I need this above snippet to actually generate the needed unknowns ahead of time.
I saw some mentions of pandas, but couldn't find a good example for my need, nor even sure if that was the best route. Also saw things like, "...an unknown number of lines [file]...", or "...unknown number of arguments...", but those are, seemingly, not applicable.

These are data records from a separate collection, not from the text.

PR #1771, opened 2024-01-25
Simplify vite-app template

ef4:
Move ember-data into the specific test scenario thats wants it, so that the base vite-app template does't need to have ember-data.


mansona (approved):
Looks good 🎉

PR #1780, opened 2024-02-01
vite: fix initializers not running

patricklx:
loadInitializers was called before initalizers where registered via define.
So initializers where not able to run


patricklx:
fixed by https://github.com/embroider-build/embroider/pull/2006

PR #1786, opened 2024-02-01
Bump content-tag and add inline_source_map option for rollup and vite

vstefanovic97:
Backport https://github.com/embroider-build/embroider/pull/1784 to `stable`

PR #1787, opened 2024-02-02
Fix source map option not being passed to plugin

vstefanovic97:
Sorry about that, checked and now it works 100%
Missed it in https://github.com/embroider-build/embroider/pull/1786 thought plugin was just getting re-exported, my mistake

### DIFF
--- a/packages/addon-dev/src/rollup.ts
+++ b/packages/addon-dev/src/rollup.ts
@@ -57,8 +57,8 @@ export class Addon {
     return hbs();
   }
 
-  gjs() {
-    return gjs();
+  gjs(options?: { inline_source_map: boolean }) {
+    return gjs(options);
   }
 
   // By default rollup does not clear the output directory between builds. This
--- a/packages/addon-dev/src/rollup-gjs-plugin.ts
+++ b/packages/addon-dev/src/rollup-gjs-plugin.ts
@@ -9,7 +9,7 @@ const processor = new Preprocessor();
 // import { parse as pathParse } from 'path';
 
 export default function rollupGjsPlugin(
-  { inline_source_map } = { inline_source_map: false }
+  { inline_source_map } = { inline_source_map: true }
 ): Plugin {
   return {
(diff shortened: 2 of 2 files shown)


packages/addon-dev/src/rollup.ts
```diff
@@ -57,8 +57,8 @@ export class Addon {
     return hbs();
   }
 
-  gjs() {
-    return gjs();
+  gjs(options: { inline_source_map: true }) {
```
SergeAstapov, line 60: @vstefanovic97 shouldn’t we mark this as optional?
```suggestion
  gjs(options?: { inline_source_map: true }) {
```

vstefanovic97: 🤦‍♂️ , I'll fix it right away

packages/addon-dev/src/rollup.ts
```diff
@@ -57,8 +57,8 @@ export class Addon {
     return hbs();
   }
 
-  gjs() {
-    return gjs();
+  gjs(options?: { inline_source_map: true }) {
+    return gjs(options);
```
NullVoxPopuli, line 61: Is there any downside to defaulting this to true?

We already have rollup's sourcemaps enabled

vstefanovic97: hmm well probably not, I think I can default it to true in this case if you want @NullVoxPopuli

vstefanovic97: I changed the default to true @NullVoxPopuli

NullVoxPopuli (approved):

packages/addon-dev/src/rollup.ts
NullVoxPopuli: I mean, in your defense, we don't have sufficient testing if for addon-dev in this repo

vstefanovic97:
@NullVoxPopuli can we merge and release patch ?

PR #1788, opened 2024-02-02
Fix source map option not being passed to plugin

vstefanovic97:
Sorry about that, checked and now it works 100%


mansona:
I'm going to close this PR, the pattern that we have been following is to make sure that any stable changes first go into stable (i.e. we merge https://github.com/embroider-build/embroider/pull/1787) and then we merge stable into main 👍

PR #1790, opened 2024-02-03
Update @embroider/macros README.md real-world examples

machty:
Remove/replace real-world examples of `@embroider/macros` that no longer use `@embroider/macros`.


NullVoxPopuli (approved):
Thank you!

PR #1793, opened 2024-02-08
refactor: change isProduction check strategy

colenso:
In this PR I aim to essentially change the way Embroider checks whether we're building for `production`. In an `EmberApp` there's a `isProduction` which basically does a `environment === 'production'`. This shouldn't affect anything really.
It's just that we aim to override this `isProduction` in our app because we have a different notion of `isProduction`. We have environment === 'staging', environment === 'native-app' for which we still want Embroider to run it's production optimization logic.

### DIFF
--- a/packages/compat/src/compat-app.ts
+++ b/packages/compat/src/compat-app.ts
@@ -65,6 +65,10 @@ export default class CompatApp {
     return this.legacyEmberAppInstance.env;
   }
 
+  get isProduction(): boolean {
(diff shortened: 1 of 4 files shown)


colenso:
@mansona Can you please have a look at these changes? Maybe I shouldn't make this PR against `main`?

void-mAlex:
@colenso are you not able to use https://github.com/embroider-build/embroider/tree/main/packages/macros#istesting-isdevelopingapp
macros?

PR #1794, opened 2024-02-08
Refactor the resolve function to be the only public api to module-resolver

mansona:


void-mAlex:
any chance this refactor could land on stable first? I'd like to have one api to call from the code mod and not support maybe Promises maybe sync style nodeResolve

mansona:
> any chance this refactor could land on stable first? 

To be honest, that's quite unlikely 😞 This is in the class of things where it could potentially break things but has very little gain to people who are not using Vite, and is the main reason why we forked stable from main. 

> I'd like to have one api to call from the code mod

I mean... I don't see any reason why you need to use stable for the codemod 🤔 why not use unstable?

void-mAlex:
> I mean... I don't see any reason why you need to use stable for the codemod 🤔 why not use unstable?

because I want to use the codemod and I use stable :) 

also it's more reasonable to give it to people who can't get to main and this could be the push/unblocker to get them there

ef4:
This is getting close. The remaining failure is in the vite-specific test, because as of this change we use the real esbuild and vite resolvers instead of the node resolver when locating components, and that is causing some trouble.

 - vite has a plugin during depscan that turns "not found" into "external" so it will be silently ignored by esbuild. But this is bad for us because when we're checking "does this file exist?" we want honest answers, rather than always getting "yes (but external)". It's probably OK to always treat external as not_found, at least during depscan.
 - we're also running into the dreaded https://github.com/vitejs/vite/issues/9731 because now component resolution uses the real vite resolver and the vite resolver is wrong for self-references in v2 addons (v1 addons get adjusted automatically by embroider to handle self-references, v2 addons are able to use the full package.json `exports` API and are supposed to be able to rely on it)

NullVoxPopuli:
> v2 addons are able to use the full package.json exports API and are supposed to be able to rely on it)

in my testing, this has only been true when `type: module`
demo here: 
https://stackblitz.com/edit/stackblitz-starters-l1ujez?description=Starter%20project%20for%20Node.js,%20a%20JavaScript%20runtime%20built%20on%20Chrome%27s%20V8%20JavaScript%20engine&file=type-module-pkg%2Fpackage.json,pnpm-workspace.yaml,type-default-pkg%2Fpackage.json,type-default-pkg%2Ffoo.js,type-default-pkg%2Fbar.js,type-module-pkg%2Ffoo.js,type-module-pkg%2Fbar.js,a-consumer%2Fpackage.json,a-consumer%2Findex.js,package.json&title=node.new%20Starter

ef4:
The remaining failure here seems to be because our esbuild external-to-not-found workaround is too broad. It's causing a dep like qunit to be reported as not_found, when I think vite is telling esbuild that's it's external during depscan.

patricklx:
@ef4 one possible solution is to make esbuild-resolver and resolver communicate in some way, since all requests also go trough  the resolver we can know from there if the request actually resolved to something or not:

```diff
diff --git a/packages/vite/src/esbuild-request.ts b/packages/vite/src/esbuild-request.ts
index 67f62518..e8a227c4 100644
--- a/packages/vite/src/esbuild-request.ts
+++ b/packages/vite/src/esbuild-request.ts
@@ -4,6 +4,8 @@ import { dirname } from 'path';
 
 import type { Resolution } from '@embroider/core';
 
+export const resolvedImports = {};
+
 export class EsBuildModuleRequest implements ModuleRequest {
   static from(
     context: PluginBuild,
@@ -157,7 +159,7 @@ export class EsBuildModuleRequest implements ModuleRequest {
     });
     if (result.errors.length > 0) {
       return { type: 'not_found', err: result };
-    } else if (result.external) {
+    } else if (result.external && !resolvedImports[request.specifier]) {
       // during depscanning, vite configures esbuild with a very loose plugin
       // that turns all not_found into external so they're ignored. But that
       // means when we're doing something like checking for the existence of a
diff --git a/packages/vite/src/resolver.ts b/packages/vite/src/resolver.ts
index 441ed567..439efd67 100644
--- a/packages/vite/src/resolver.ts
+++ b/packages/vite/src/resolver.ts
@@ -3,6 +3,7 @@ import { virtualContent, ResolverLoader } from '@embroider/core';
 import { RollupModuleRequest, virtualPrefix } from './request';
 import assertNever from 'assert-never';
 import makeDebug from 'debug';
+import { resolvedImports } from './esbuild-request';
 
 const debug = makeDebug('embroider:vite');
 
@@ -42,8 +43,10 @@ export function resolver(): Plugin {
       let resolution = await resolverLoader.resolver.resolve(request);
       switch (resolution.type) {
         case 'found':
+          resolvedImports[request.specifier] = true;
           return resolution.result;
         case 'not_found':
+          resolvedImports[request.specifier] = resolvedImports[request.specifier] || false;
           return null;
         default:
           throw assertNever(resolution);

```

PR #1795, opened 2024-02-09
fix vite build

patricklx:


packages/vite/src/hbs.ts
```diff
@@ -14,9 +14,17 @@ export function hbs(): Plugin {
...
     name: 'rollup-hbs-plugin',
     enforce: 'pre',
-    async resolveId(source: string, importer: string | undefined) {
+    async resolveId(source: string, importer: string | undefined, options) {
+      if (options.custom?.embroider?.isExtensionSearch) {
+        return null;
+      }
       let resolution = await this.resolve(source, importer, {
         skipSelf: true,
+        custom: {
```
mansona, line 23: I think in the discussion we agreed to only add this when you're actually doing an extension search, so in the resolve inside `maybeSynthesizeComponentJS` on line 87

packages/vite/src/template-tag.ts
```diff
@@ -15,9 +15,17 @@ export function templateTag({ inline_source_map } = { inline_source_map: false }
...
     enforce: 'pre',
 
-    async resolveId(id: string, importer: string | undefined) {
+    async resolveId(id: string, importer: string | undefined, options) {
+      if (options.custom?.embroider?.isExtensionSearch) {
+        return null;
+      }
       let resolution = await this.resolve(id, importer, {
         skipSelf: true,
+        custom: {
```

Indexed objects represent an abstract thing with an index taking any values, with no restriction on how large the index can be.
import sympy as s
p = s.IndexedBase("p")
def f(n):
if n == 0 or n == 1:
return p[n]
else:
return f(n-1)*p[n] + f(n-2)
print(f(7))
Output
(p[0] + p[1]*p[2])*p[3] + (((p[0] + p[1]*p[2])*p[3] + p[1])*p[4] + p[0] + p[1]*p[2])*p[5] + (((p[0] + p[1]*p[2])*p[3] + p[1])*p[4] + ((p[0] + p[1]*p[2])*p[3] + (((p[0] + p[1]*p[2])*p[3] + p[1])*p[4] + p[0] + p[1]*p[2])*p[5] + p[1])*p[6] + p[0] + p[1]*p[2])*p[7] + p[1]
As an aside, things like p0,p1,p2,p3,p4=s.symbols('p0 p1 p2 p3 p4') can be done more easily with syms = s.symbols('p0:5') or even
n = ...
syms = s.symbols('p0:{}'.format(n))
This creates individual symbols, not an indexed object, so the number n has to be known at the time of creation. But still easier than listing p0 p1 and so on.